Der heutige Tag eignete sich ohnehin schlecht für tiefsinnige
Betrachtungen jeglicher Art. Es war Sonntag, und wie jeder
Sonntag war auch dieser vollgespickt mit Terminen.
11 Uhr: Friedhof. Das Grab des Alten auffrischen, anschließend
das von Fredy, seinem bereits bei der Geburt
verstorbenen Zwillingsbruder, im Abschnitt »Engelskin-
der«. Die Eisbegonien hatte er sich vortags im Pflanzengroßmarkt
im Zwölfer-Pack besorgt, das Stück für achtzig
Cent. Blumenkelle, Unkrautstecher, Kralle und Gießkanne
nicht vergessen. Früher wäre ihm schon beim Gedanken an
derlei Sonntagsaktivitäten das Frühstück hochgekommen.

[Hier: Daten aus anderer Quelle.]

PR #10969, opened 2024-09-29
update nixpkgs in flake

Alizter:
This allows for `./dune.exe build @check` to run again in the `nix develop`er mode.

I tried updating the entire flake, but there are build errors in ocaml-lsp so I stuck to nixpkgs for the time being.

### DIFF
--- a/flake.lock
+++ b/flake.lock
@@ -121,11 +121,11 @@
     },
     "nixpkgs": {
       "locked": {
-        "lastModified": 1726142289,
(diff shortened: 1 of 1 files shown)


Alizter:
@rgrinberg We did it at the same time. :laughing:

Alizter:
@rgrinberg Let's go ahead with this for the time being so we can at least get a usable dev env.

Issue #10872, opened 2024-09-02
CRAM tests on windows


pirbo:
## Expected Behavior
I'm not sure... Low hanging fruit: a warning saying "CRAM tests skipped, `sh` cannot be found in the path."

## Actual Behavior
```
Internal error, please report upstream including the contents of _build/log.
Description:
  ("Option.value_exn", {})
Raised at Stdune__Code_error.raise in file
  "otherlibs/stdune/src\\code_error.ml", line 10, characters 30-62
Called from Dune_rules__Cram_exec.run in file
  "src/dune_rules\\cram\\cram_exec.ml", line 427, characters 6-45
Called from Fiber__Scheduler.exec in file "vendor/fiber/src\\scheduler.ml",
  line 76, characters 8-11
Re-raised at Stdune__Exn.raise_with_backtrace in file
  "otherlibs/stdune/src\\exn.ml" (inlined), line 38, characters 27-56
[...]
```

Line 427 of src/dune_rules/cram/cram_exec.ml is `Option.value_exn (Bin.which ~path "sh")` :)

## Reproduction

@sudha247 discovered the bug while testing if the "ocaml platform" was windows yet (and I investigated it). It is raised by, at least, ocamlformat.0.26.0 and odoc.2.4.2 but I mean any cram test anywhere would raise it

1. open a Powershell or cmd.exe
1. opam source ocamlformat
1. cd ocamlformat.0.26.0
1. dune runtest

CAUTION: dont be confused as I've been at first: `opam install -t ocamlformat` is ~working~ failing with a different set of errors (a ton of diffs where `/`s have been replaced by some `\`s...) I mean (cygwin) `sh` IS found in this case because "opam install" extends your environment with enough of the cygwin_opam_installs for that)

PS: nope sadly `opam exec -- dune runtest` is not sufficient to get (cygwin) `sh` in your path...  If/When cygwin executable are added to the path by opam is a mystery to me, I would redirect the question to @dra27 ;)

## Specifications

- Version of `dune` (output of `dune --version`): 3.16.0 and 3.15.2
- Version of `ocaml` (output of `ocamlc --version`): 5.2.0
- Operating system (distribution and version): Windows (11 VM) opam.2.2.1 install by winget

nojb:
> "CRAM tests skipped, `sh` cannot be found in the path."

Sounds reasonable. PR welcome!

emillon:
[...]

PR #10978, opened 2024-09-30
fix(cram): improve error message on sh unavailable

maiste:
This PR improves the message of the error mentioned in #10872. It is a simple improvement to make the error more readable and provide a hint when users forget to add the `sh` dependency.

However, as it happens on Windows, I can't test the behaviour. @rgrinberg do you think it is fine to not add a test here as it only improves an error message?

### DIFF
--- a/src/dune_rules/cram/cram_exec.ml
+++ b/src/dune_rules/cram/cram_exec.ml
@@ -424,7 +424,12 @@ let run ~env ~script lexbuf : string Fiber.t =
   let+ () =
     let sh =
       let path = Env_path.path Env.initial in
-      Option.value_exn (Bin.which ~path "sh")
+      match Bin.which ~path "sh" with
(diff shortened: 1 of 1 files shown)


src/dune_rules/cram/cram_exec.ml
```diff
@@ -424,7 +424,12 @@ let run ~env ~script lexbuf : string Fiber.t =
   let+ () =
     let sh =
       let path = Env_path.path Env.initial in
-      Option.value_exn (Bin.which ~path "sh")
+      match Bin.which ~path "sh" with
+      | Some sh -> sh
+      | None ->
+        let hints = Pp.[ text "Try to add (deps %{bin:sh} ) to the (cram) stanza" ] in
```
rgrinberg, line 430: Does this suggestion do anything?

Das Ganze hatte den spießigen Beigeschmack von Sonntags-
messen und tatterige Verwandte zum Sauerbraten besuchen.
Doch je älter er wurde, desto mehr fand er in solchen postfamiliären
Ritualen etwas wie Trost, eine Art nachgeholtes
trautes Beisammensein unter seinesgleichen. Zum ersten
Mal empfand er eine gewisse Befriedigung darin, sich um
jemanden zu kümmern, auch wenn seine Schützlinge schon
längst tot waren.
12 Uhr 30: Jogi besuchen. Beim Eintritt in das Haus auf
Verwesungsgeruch achten. Wenn Verwesungsgeruch, unauffällig
verschwinden. Denn Tragödie hin, Tragödie her, wer
weiß, in welchen Schlamassel er hineingezogen würde, wollte
die Polizei von ihm später erfahren, in welcher Beziehung
er zu dem Selbstmörder gestanden habe? Schließlich hortete
der Kerl mehr Drogen im Haus als ein afghanischer Clanführer.

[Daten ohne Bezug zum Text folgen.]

PR #10979, opened 2024-09-30
Fix doc/reference/dune/executable.rst: add missing executables libraries

edwinans:


doc/reference/dune/executable.rst
```diff
@@ -304,7 +304,8 @@ simplify the code:
 .. code:: dune
 
    (executables
-     (names foo bar))
+     (names foo bar)
+     (libraries baz))
```
nojb, line 308: This is actually correct as it is, even if it is not written as clearly as it could be.

The stanza
```
(executables
 (names foo bar))
```
means "define two executables, `foo.exe` and `bar.exe`, using _all_ modules present in the present directory (namely, `foo.ml`, `bar.ml` and `baz.ml`)", where it is implicit that both `foo.ml` and `bar.ml` refer to `baz.ml`.

Since it is not possible to use modules (like `baz.ml`) in more than one stanza, if one wants to "unroll" the `executables` stanza into individual `executable` stanzas, then one needs to put `baz.ml` into a separate library and depend on it from both individual `executable` stanzas, which is what is illustrated below.

edwinans: Thanks for the explanation, it was indeed not trivial at first sight.
Consequently, I'm closing this PR.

Arthur hätte dann antworten müssen, dass Jogi lediglich
ein alter Freund gewesen sei. Das hätten die Polizisten aber
missverstanden, weil er ja mit »alter« nicht »von Jugend an
bis in die Gegenwart«, sondern eher »ehemaliger« gemeint
hätte, genauer »ein ehemaliger Freund, mit dem ich eigentlich
nichts zu tun habe und den ich nur sporadisch besuche,
wenn überhaupt, also im Grunde« ... es war kompliziert. Na
ja, vielleicht lebte Jogi ja noch. Bestimmt sogar.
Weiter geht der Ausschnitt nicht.